> _Task brief_
Rewrite the full material exactly; no line may be skipped.

> _Extracted records_

PR #584, opened 2015-11-09
Fix annoying setup.py behaviour.

Idolf:
When installing pwntools, setup.py required a very new version of
requests -- even though we never used any new features.

This is a problem, since the required version is much never than what is
in e.g. ubuntu's package repo. While this by itself is not much of a
problem, it is a problem if one installs python-pip from the distro's
repo as well, since python-pip will try to use the newest version of the
requests library, which caused pip to break.

The solution: Do not force such a new version of python, instead live
with a much older version.


zachriggle:
Cherry picked to binjitsu/binjitsu@a18c23c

> _Worked solution_
PR #584, opened 2015-11-09
Fix annoying setup.py behaviour.

Idolf:
When installing pwntools, setup.py required a very new version of
requests -- even though we never used any new features.

This is a problem, since the required version is much never than what is
in e.g. ubuntu's package repo. While this by itself is not much of a
problem, it is a problem if one installs python-pip from the distro's
repo as well, since python-pip will try to use the newest version of the
requests library, which caused pip to break.

The solution: Do not force such a new version of python, instead live
with a much older version.


zachriggle:
Cherry picked to binjitsu/binjitsu@a18c23c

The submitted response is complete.